Она не реагирует на мой прозрачный намек:
– Здесь я чувствую себя как дома.
– Я тоже. Почти. Я из Хамбер-колледжа, в нескольких минутах ходьбы отсюда. Третьекурсники обычно подыскивают жилье за пределами колледжа, но я чуть ли не каждый день прихожу сюда послушать хор, если позволяет расписание занятий.
Она лукаво смотрит на меня, будто говоря: «Да уж, даром времени не теряешь».
Я выразительно пожимаю плечами, мол, а вдруг я завтра попаду под автобус?
– И что же, учеба в Кембридже оправдывает ваши ожидания?
– Тот, кто недоволен Кембриджем, не заслуживает того, чтобы здесь учиться. В моей комнате жили Эразм, Петр Великий и лорд Байрон. Честное слово. – Ложь, конечно, но актер я неплохой. – Перед сном я часто думаю о них, глядя на потолок моей комнаты, ничуть не изменившийся с тех времен. Вот это – настоящий Кембридж. Во всяком случае, для меня, – заявляю я; эта отработанная речь всегда пользуется успехом у женщин. – Кстати, меня зовут Хьюго. Хьюго Лэм.
Инстинкт подсказывает, что не стоит пожимать ей руку.
С ее губ срывается:
– Иммакюле Константен.
Ну и имечко! Ручная граната из семи слогов.
– Вы француженка?
– Я родом из Цюриха.
– Обожаю Швейцарию. И каждый год езжу кататься на лыжах в Ла-Фонтен-Сент-Аньес: там у моего приятеля есть шале. Вы там бывали?
– Случалось. – Она опускает на колено руку в замшевой перчатке и говорит: – Вы изучаете политику, Хьюго Лэм.
Ничего себе!
– Как вы догадались?
– Расскажите-ка мне о власти. Что это такое?
Да уж, ее кембриджские замашки намного лучше моих!
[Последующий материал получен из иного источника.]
PR #824, opened 2017-09-06
Sidebar: fix gripper icon centering

### LINKED ISSUE #801: Add a pixel to Sidebar gripper
Add a pixel to the Sidebar gripper area so that the gripper icon can be centered within the space. Currently the gripper icon is more toward the right of the space.

sodiumjoe:
fixes #801 

http://docspot.devnxs.net/projects/lucid/801-sidebar-gripper/

## PR Checklist

  - [x] Chrome
  - [x] Firefox
  - [x] Safari
  - [ ] Edge (Win 10)

### DIFF
--- a/src/components/Sidebar/Sidebar.jsx
+++ b/src/components/Sidebar/Sidebar.jsx
@@ -294,10 +294,7 @@ const Sidebar = createClass({
 						{barProps.children}
 					</div>
 				</BarPane>
-				<SplitVertical.Divider
-					className={cx('&-Divider')}
-					style={{ width: '7px' }}
-				>
+				<SplitVertical.Divider className={cx('&-Divider')} style={{ width: 7 }}>
 					<GripperVerticalIcon className={cx('&-Divider-gripper')} />
 				</SplitVertical.Divider>
 				<PrimaryPane
--- a/src/components/Sidebar/Sidebar.jsx
+++ b/src/components/Sidebar/Sidebar.jsx
@@ -294,7 +294,10 @@ const Sidebar = createClass({
 						{barProps.children}
 					</div>
 				</BarPane>
-				<SplitVertical.Divider className={cx('&-Divider')}>
+				<SplitVertical.Divider
+					className={cx('&-Divider')}
+					style={{ width: '7px' }}
+				>
 					<GripperVerticalIcon className={cx('&-Divider-gripper')} />
 				</SplitVertical.Divider>
 				<PrimaryPane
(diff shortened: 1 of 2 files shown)


src/components/Sidebar/Sidebar.jsx
```diff
@@ -294,7 +294,10 @@ const Sidebar = createClass({
 						{barProps.children}
 					</div>
 				</BarPane>
-				<SplitVertical.Divider className={cx('&-Divider')}>
+				<SplitVertical.Divider
+					className={cx('&-Divider')}
+					style={{ width: '7px' }}
```
ogupte: `style={{ width: 7 }}`

also, why not set this in Sidebar.less?

sodiumjoe: because it's in inline style in `SplitVertical.Divider`

sodiumjoe: fixed

src/components/Sidebar/Sidebar.jsx
```diff
@@ -294,7 +294,7 @@ const Sidebar = createClass({
 						{barProps.children}
 					</div>
 				</BarPane>
-				<SplitVertical.Divider className={cx('&-Divider')}>
+				<SplitVertical.Divider className={cx('&-Divider')} style={{ width: 7 }}>
```
ogupte: why does this need to be hardcoded in the render function rather than defined in Sidebar.less?

sodiumjoe: because in `SplitVertical`:

```
										style={{
											width: '6px',
											boxSizing: 'border-box',
											...dividerProps.style,
										}}
```

chrisdopuch: The problem is that the jsx styles in SplitVertical would overwrite styles from the Sidebar.less?

sodiumjoe: that's correct

ogupte: The intent of SplitVertical is to style the divider with a default width to be overwritten by a consumer like Sidebar...You could increase the specificity of the selector in less, but it's probably best to descrease the specificity in SplitVertical.less

In any case, this should work for now, but it should be fixed with better css patterns.

sodiumjoe: it's not a selector in less, it's an inline style in jsx. The only way to override it is to pass it in as a style.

– Вы хотите обсудить со мной проблему власти? Прямо здесь и сейчас?
Она склоняет очаровательную голову:
– Не существует иного времени, кроме настоящего.
– Ну, хорошо. – Чего не сделаешь ради высшего класса. – Власть – это способность заставить окружающих делать то, чего они делать не стали бы, или удержать их от того, что они непременно стали бы делать.
Лицо Иммакюле Константен остается непроницаемым.
– И каким же образом?
– С помощью принуждения и поощрения. Кнутом и пряником, хотя с определенной точки зрения это одно и то же. Принуждение основано на боязни насилия или страданий. «Подчинись, не то пожалеешь». В десятом веке с помощью этого принципа датчане успешно взимали дань; на этом держалась сплоченность стран Варшавского договора, да и задиры на детской площадке правят с помощью того же. На этом основаны закон и порядок. Именно поэтому мы сажаем преступников в тюрьму, а демократические государства стремятся монополизировать силу.